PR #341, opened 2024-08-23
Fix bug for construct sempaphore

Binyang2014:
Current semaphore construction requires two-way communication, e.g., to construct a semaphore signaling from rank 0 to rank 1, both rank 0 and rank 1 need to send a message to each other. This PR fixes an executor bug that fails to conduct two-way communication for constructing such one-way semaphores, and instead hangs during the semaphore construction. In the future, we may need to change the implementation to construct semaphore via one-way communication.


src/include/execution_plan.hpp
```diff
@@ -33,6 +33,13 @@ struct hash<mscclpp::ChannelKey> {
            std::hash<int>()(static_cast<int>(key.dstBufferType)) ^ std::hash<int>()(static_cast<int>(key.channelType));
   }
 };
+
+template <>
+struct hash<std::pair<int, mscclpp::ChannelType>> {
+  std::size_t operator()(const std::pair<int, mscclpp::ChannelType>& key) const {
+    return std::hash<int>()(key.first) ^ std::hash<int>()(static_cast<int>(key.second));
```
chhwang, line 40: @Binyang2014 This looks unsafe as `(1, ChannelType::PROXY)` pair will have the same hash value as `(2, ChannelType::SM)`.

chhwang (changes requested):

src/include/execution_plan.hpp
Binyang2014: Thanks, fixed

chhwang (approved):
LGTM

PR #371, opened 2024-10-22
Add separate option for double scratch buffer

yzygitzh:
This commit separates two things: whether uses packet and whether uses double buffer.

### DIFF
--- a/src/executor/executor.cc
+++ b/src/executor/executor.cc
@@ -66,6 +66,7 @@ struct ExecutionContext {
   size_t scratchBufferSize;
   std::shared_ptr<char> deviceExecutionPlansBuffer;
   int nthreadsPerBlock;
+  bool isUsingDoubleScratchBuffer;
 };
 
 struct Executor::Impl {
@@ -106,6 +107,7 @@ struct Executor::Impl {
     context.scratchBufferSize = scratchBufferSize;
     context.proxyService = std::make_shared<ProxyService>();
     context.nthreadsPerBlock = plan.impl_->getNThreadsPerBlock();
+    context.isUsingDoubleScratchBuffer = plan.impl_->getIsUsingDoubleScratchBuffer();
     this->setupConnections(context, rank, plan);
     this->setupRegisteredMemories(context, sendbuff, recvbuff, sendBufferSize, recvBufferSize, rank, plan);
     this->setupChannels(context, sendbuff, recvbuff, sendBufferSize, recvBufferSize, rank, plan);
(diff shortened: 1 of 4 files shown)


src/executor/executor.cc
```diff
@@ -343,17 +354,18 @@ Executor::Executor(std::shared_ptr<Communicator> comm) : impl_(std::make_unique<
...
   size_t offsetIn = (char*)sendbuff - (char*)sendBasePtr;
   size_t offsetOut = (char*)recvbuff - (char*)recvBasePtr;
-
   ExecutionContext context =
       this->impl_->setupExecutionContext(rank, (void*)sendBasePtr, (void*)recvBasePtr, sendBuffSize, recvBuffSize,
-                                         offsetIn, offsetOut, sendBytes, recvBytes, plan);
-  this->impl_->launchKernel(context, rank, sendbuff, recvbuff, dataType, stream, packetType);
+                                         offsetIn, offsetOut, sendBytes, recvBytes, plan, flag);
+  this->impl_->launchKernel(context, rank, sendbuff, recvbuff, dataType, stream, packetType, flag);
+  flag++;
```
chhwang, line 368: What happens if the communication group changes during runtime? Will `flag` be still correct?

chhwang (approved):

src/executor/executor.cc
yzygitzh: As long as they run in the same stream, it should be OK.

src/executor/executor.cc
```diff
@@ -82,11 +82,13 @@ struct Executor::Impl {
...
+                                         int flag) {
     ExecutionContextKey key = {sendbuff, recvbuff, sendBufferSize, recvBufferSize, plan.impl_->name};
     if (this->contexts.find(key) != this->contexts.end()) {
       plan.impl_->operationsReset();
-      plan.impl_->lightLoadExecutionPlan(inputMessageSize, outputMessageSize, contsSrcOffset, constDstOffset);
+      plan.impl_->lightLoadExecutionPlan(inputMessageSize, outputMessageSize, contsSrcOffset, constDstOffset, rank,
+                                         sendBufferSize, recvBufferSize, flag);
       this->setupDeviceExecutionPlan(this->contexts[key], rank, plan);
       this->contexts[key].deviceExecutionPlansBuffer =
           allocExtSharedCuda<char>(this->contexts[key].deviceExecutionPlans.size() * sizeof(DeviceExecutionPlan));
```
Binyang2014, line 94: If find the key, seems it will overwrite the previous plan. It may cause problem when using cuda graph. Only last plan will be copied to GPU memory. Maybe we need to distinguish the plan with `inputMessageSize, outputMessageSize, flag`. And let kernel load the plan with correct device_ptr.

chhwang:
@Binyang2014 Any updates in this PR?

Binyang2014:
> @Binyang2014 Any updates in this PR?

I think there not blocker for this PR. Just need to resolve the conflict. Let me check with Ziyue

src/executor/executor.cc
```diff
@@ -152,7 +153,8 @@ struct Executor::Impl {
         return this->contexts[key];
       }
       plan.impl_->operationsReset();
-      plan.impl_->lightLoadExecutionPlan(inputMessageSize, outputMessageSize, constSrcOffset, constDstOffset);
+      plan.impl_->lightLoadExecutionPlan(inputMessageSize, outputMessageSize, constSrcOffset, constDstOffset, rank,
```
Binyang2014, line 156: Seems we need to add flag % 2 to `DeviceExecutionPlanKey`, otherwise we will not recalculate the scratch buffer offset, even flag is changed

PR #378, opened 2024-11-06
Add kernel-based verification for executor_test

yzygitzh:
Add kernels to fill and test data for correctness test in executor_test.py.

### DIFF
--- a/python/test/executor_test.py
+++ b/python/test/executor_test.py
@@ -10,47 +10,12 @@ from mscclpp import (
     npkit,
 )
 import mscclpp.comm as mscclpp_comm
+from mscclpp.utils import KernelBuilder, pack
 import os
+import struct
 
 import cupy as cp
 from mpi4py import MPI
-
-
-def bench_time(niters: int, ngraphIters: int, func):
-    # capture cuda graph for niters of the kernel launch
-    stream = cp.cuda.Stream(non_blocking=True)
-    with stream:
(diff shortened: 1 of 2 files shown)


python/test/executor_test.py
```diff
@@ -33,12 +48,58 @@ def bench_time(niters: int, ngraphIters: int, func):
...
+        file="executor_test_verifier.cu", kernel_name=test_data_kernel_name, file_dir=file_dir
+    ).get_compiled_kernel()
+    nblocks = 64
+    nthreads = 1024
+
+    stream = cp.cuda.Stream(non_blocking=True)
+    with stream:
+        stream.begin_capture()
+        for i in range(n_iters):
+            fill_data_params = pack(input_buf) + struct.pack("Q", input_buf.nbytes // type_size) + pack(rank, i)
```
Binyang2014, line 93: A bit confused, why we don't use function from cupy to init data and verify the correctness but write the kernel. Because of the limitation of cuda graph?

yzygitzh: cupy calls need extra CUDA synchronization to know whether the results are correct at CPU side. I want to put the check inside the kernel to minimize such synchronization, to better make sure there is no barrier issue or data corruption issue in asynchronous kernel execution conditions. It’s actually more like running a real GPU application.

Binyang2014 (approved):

════════════════════

Task instructions:
The expected output is every record, repeated exactly.

Task output:
PR #341, opened 2024-08-23
Fix bug for construct sempaphore

Binyang2014:
Current semaphore construction requires two-way communication, e.g., to construct a semaphore signaling from rank 0 to rank 1, both rank 0 and rank 1 need to send a message to each other. This PR fixes an executor bug that fails to conduct two-way communication for constructing such one-way semaphores, and instead hangs during the semaphore construction. In the future, we may need to change the implementation to construct semaphore via one-way communication.


src/include/execution_plan.hpp
```diff
@@ -33,6 +33,13 @@ struct hash<mscclpp::ChannelKey> {
            std::hash<int>()(static_cast<int>(key.dstBufferType)) ^ std::hash<int>()(static_cast<int>(key.channelType));
   }
 };
+
+template <>
+struct hash<std::pair<int, mscclpp::ChannelType>> {
+  std::size_t operator()(const std::pair<int, mscclpp::ChannelType>& key) const {
+    return std::hash<int>()(key.first) ^ std::hash<int>()(static_cast<int>(key.second));
```
chhwang, line 40: @Binyang2014 This looks unsafe as `(1, ChannelType::PROXY)` pair will have the same hash value as `(2, ChannelType::SM)`.

chhwang (changes requested):

src/include/execution_plan.hpp
Binyang2014: Thanks, fixed

chhwang (approved):
LGTM

PR #371, opened 2024-10-22
Add separate option for double scratch buffer

yzygitzh:
This commit separates two things: whether uses packet and whether uses double buffer.

### DIFF
--- a/src/executor/executor.cc
+++ b/src/executor/executor.cc
@@ -66,6 +66,7 @@ struct ExecutionContext {
   size_t scratchBufferSize;
   std::shared_ptr<char> deviceExecutionPlansBuffer;
   int nthreadsPerBlock;
+  bool isUsingDoubleScratchBuffer;
 };
 
 struct Executor::Impl {
@@ -106,6 +107,7 @@ struct Executor::Impl {
     context.scratchBufferSize = scratchBufferSize;
     context.proxyService = std::make_shared<ProxyService>();
     context.nthreadsPerBlock = plan.impl_->getNThreadsPerBlock();
+    context.isUsingDoubleScratchBuffer = plan.impl_->getIsUsingDoubleScratchBuffer();
     this->setupConnections(context, rank, plan);
     this->setupRegisteredMemories(context, sendbuff, recvbuff, sendBufferSize, recvBufferSize, rank, plan);
     this->setupChannels(context, sendbuff, recvbuff, sendBufferSize, recvBufferSize, rank, plan);
(diff shortened: 1 of 4 files shown)


src/executor/executor.cc
```diff
@@ -343,17 +354,18 @@ Executor::Executor(std::shared_ptr<Communicator> comm) : impl_(std::make_unique<
...
   size_t offsetIn = (char*)sendbuff - (char*)sendBasePtr;
   size_t offsetOut = (char*)recvbuff - (char*)recvBasePtr;
-
   ExecutionContext context =
       this->impl_->setupExecutionContext(rank, (void*)sendBasePtr, (void*)recvBasePtr, sendBuffSize, recvBuffSize,
-                                         offsetIn, offsetOut, sendBytes, recvBytes, plan);
-  this->impl_->launchKernel(context, rank, sendbuff, recvbuff, dataType, stream, packetType);
+                                         offsetIn, offsetOut, sendBytes, recvBytes, plan, flag);
+  this->impl_->launchKernel(context, rank, sendbuff, recvbuff, dataType, stream, packetType, flag);
+  flag++;
```
chhwang, line 368: What happens if the communication group changes during runtime? Will `flag` be still correct?

chhwang (approved):

src/executor/executor.cc
yzygitzh: As long as they run in the same stream, it should be OK.

src/executor/executor.cc
```diff
@@ -82,11 +82,13 @@ struct Executor::Impl {
...
+                                         int flag) {
     ExecutionContextKey key = {sendbuff, recvbuff, sendBufferSize, recvBufferSize, plan.impl_->name};
     if (this->contexts.find(key) != this->contexts.end()) {
       plan.impl_->operationsReset();
-      plan.impl_->lightLoadExecutionPlan(inputMessageSize, outputMessageSize, contsSrcOffset, constDstOffset);
+      plan.impl_->lightLoadExecutionPlan(inputMessageSize, outputMessageSize, contsSrcOffset, constDstOffset, rank,
+                                         sendBufferSize, recvBufferSize, flag);
       this->setupDeviceExecutionPlan(this->contexts[key], rank, plan);
       this->contexts[key].deviceExecutionPlansBuffer =
           allocExtSharedCuda<char>(this->contexts[key].deviceExecutionPlans.size() * sizeof(DeviceExecutionPlan));
```
Binyang2014, line 94: If find the key, seems it will overwrite the previous plan. It may cause problem when using cuda graph. Only last plan will be copied to GPU memory. Maybe we need to distinguish the plan with `inputMessageSize, outputMessageSize, flag`. And let kernel load the plan with correct device_ptr.

chhwang:
@Binyang2014 Any updates in this PR?

Binyang2014:
> @Binyang2014 Any updates in this PR?

I think there not blocker for this PR. Just need to resolve the conflict. Let me check with Ziyue

src/executor/executor.cc
```diff
@@ -152,7 +153,8 @@ struct Executor::Impl {
         return this->contexts[key];
       }
       plan.impl_->operationsReset();
-      plan.impl_->lightLoadExecutionPlan(inputMessageSize, outputMessageSize, constSrcOffset, constDstOffset);
+      plan.impl_->lightLoadExecutionPlan(inputMessageSize, outputMessageSize, constSrcOffset, constDstOffset, rank,
```
Binyang2014, line 156: Seems we need to add flag % 2 to `DeviceExecutionPlanKey`, otherwise we will not recalculate the scratch buffer offset, even flag is changed

PR #378, opened 2024-11-06
Add kernel-based verification for executor_test

yzygitzh:
Add kernels to fill and test data for correctness test in executor_test.py.

### DIFF
--- a/python/test/executor_test.py
+++ b/python/test/executor_test.py
@@ -10,47 +10,12 @@ from mscclpp import (
     npkit,
 )
 import mscclpp.comm as mscclpp_comm
+from mscclpp.utils import KernelBuilder, pack
 import os
+import struct
 
 import cupy as cp
 from mpi4py import MPI
-
-
-def bench_time(niters: int, ngraphIters: int, func):
-    # capture cuda graph for niters of the kernel launch
-    stream = cp.cuda.Stream(non_blocking=True)
-    with stream:
(diff shortened: 1 of 2 files shown)


python/test/executor_test.py
```diff
@@ -33,12 +48,58 @@ def bench_time(niters: int, ngraphIters: int, func):
...
+        file="executor_test_verifier.cu", kernel_name=test_data_kernel_name, file_dir=file_dir
+    ).get_compiled_kernel()
+    nblocks = 64
+    nthreads = 1024
+
+    stream = cp.cuda.Stream(non_blocking=True)
+    with stream:
+        stream.begin_capture()
+        for i in range(n_iters):
+            fill_data_params = pack(input_buf) + struct.pack("Q", input_buf.nbytes // type_size) + pack(rank, i)
```
Binyang2014, line 93: A bit confused, why we don't use function from cupy to init data and verify the correctness but write the kernel. Because of the limitation of cuda graph?

yzygitzh: cupy calls need extra CUDA synchronization to know whether the results are correct at CPU side. I want to put the check inside the kernel to minimize such synchronization, to better make sure there is no barrier issue or data corruption issue in asynchronous kernel execution conditions. It’s actually more like running a real GPU application.

Binyang2014 (approved):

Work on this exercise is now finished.